## WORK ITEM
Print the records exactly. Every mark must remain.
________________________________________
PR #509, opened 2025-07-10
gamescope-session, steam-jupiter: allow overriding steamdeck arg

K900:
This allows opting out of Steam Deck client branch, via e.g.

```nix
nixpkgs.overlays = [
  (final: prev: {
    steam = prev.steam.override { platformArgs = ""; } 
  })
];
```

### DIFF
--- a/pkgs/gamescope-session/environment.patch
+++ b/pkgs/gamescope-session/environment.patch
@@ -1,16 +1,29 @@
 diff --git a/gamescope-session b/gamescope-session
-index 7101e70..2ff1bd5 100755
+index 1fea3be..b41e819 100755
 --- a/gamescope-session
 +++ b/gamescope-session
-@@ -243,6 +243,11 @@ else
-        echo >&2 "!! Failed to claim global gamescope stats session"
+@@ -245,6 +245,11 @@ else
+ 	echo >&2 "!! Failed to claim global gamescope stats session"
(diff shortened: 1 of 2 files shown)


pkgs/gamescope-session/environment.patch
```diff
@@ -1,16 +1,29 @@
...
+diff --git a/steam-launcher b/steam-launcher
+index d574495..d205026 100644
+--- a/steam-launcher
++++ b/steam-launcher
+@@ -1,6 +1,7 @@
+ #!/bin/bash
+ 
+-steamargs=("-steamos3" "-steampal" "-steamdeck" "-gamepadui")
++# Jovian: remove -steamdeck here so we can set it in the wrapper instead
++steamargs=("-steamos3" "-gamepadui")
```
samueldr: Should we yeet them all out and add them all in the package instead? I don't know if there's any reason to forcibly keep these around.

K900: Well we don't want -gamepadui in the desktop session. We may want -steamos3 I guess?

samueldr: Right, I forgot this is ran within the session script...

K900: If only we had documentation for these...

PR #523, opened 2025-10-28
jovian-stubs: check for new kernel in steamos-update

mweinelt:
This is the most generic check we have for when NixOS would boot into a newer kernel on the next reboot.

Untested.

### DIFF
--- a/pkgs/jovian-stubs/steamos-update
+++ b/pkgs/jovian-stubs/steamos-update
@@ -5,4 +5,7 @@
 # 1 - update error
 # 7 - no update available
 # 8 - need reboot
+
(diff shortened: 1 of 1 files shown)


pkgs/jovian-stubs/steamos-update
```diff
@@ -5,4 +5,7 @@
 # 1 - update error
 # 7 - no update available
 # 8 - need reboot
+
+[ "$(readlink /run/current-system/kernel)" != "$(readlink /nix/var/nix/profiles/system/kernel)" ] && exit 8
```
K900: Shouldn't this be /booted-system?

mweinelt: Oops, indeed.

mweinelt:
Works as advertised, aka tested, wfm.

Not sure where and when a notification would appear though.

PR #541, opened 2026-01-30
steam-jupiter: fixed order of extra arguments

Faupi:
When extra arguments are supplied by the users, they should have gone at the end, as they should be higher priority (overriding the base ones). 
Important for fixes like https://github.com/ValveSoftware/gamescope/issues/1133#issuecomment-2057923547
________________________________________
## PROBLEM SOLUTION
PR #509, opened 2025-07-10
gamescope-session, steam-jupiter: allow overriding steamdeck arg

K900:
This allows opting out of Steam Deck client branch, via e.g.

```nix
nixpkgs.overlays = [
  (final: prev: {
    steam = prev.steam.override { platformArgs = ""; } 
  })
];
```

### DIFF
--- a/pkgs/gamescope-session/environment.patch
+++ b/pkgs/gamescope-session/environment.patch
@@ -1,16 +1,29 @@
 diff --git a/gamescope-session b/gamescope-session
-index 7101e70..2ff1bd5 100755
+index 1fea3be..b41e819 100755
 --- a/gamescope-session
 +++ b/gamescope-session
-@@ -243,6 +243,11 @@ else
-        echo >&2 "!! Failed to claim global gamescope stats session"
+@@ -245,6 +245,11 @@ else
+ 	echo >&2 "!! Failed to claim global gamescope stats session"
(diff shortened: 1 of 2 files shown)


pkgs/gamescope-session/environment.patch
```diff
@@ -1,16 +1,29 @@
...
+diff --git a/steam-launcher b/steam-launcher
+index d574495..d205026 100644
+--- a/steam-launcher
++++ b/steam-launcher
+@@ -1,6 +1,7 @@
+ #!/bin/bash
+ 
+-steamargs=("-steamos3" "-steampal" "-steamdeck" "-gamepadui")
++# Jovian: remove -steamdeck here so we can set it in the wrapper instead
++steamargs=("-steamos3" "-gamepadui")
```
samueldr: Should we yeet them all out and add them all in the package instead? I don't know if there's any reason to forcibly keep these around.

K900: Well we don't want -gamepadui in the desktop session. We may want -steamos3 I guess?

samueldr: Right, I forgot this is ran within the session script...

K900: If only we had documentation for these...

PR #523, opened 2025-10-28
jovian-stubs: check for new kernel in steamos-update

mweinelt:
This is the most generic check we have for when NixOS would boot into a newer kernel on the next reboot.

Untested.

### DIFF
--- a/pkgs/jovian-stubs/steamos-update
+++ b/pkgs/jovian-stubs/steamos-update
@@ -5,4 +5,7 @@
 # 1 - update error
 # 7 - no update available
 # 8 - need reboot
+
(diff shortened: 1 of 1 files shown)


pkgs/jovian-stubs/steamos-update
```diff
@@ -5,4 +5,7 @@
 # 1 - update error
 # 7 - no update available
 # 8 - need reboot
+
+[ "$(readlink /run/current-system/kernel)" != "$(readlink /nix/var/nix/profiles/system/kernel)" ] && exit 8
```
K900: Shouldn't this be /booted-system?

mweinelt: Oops, indeed.

mweinelt:
Works as advertised, aka tested, wfm.

Not sure where and when a notification would appear though.

PR #541, opened 2026-01-30
steam-jupiter: fixed order of extra arguments

Faupi:
When extra arguments are supplied by the users, they should have gone at the end, as they should be higher priority (overriding the base ones). 
Important for fixes like https://github.com/ValveSoftware/gamescope/issues/1133#issuecomment-2057923547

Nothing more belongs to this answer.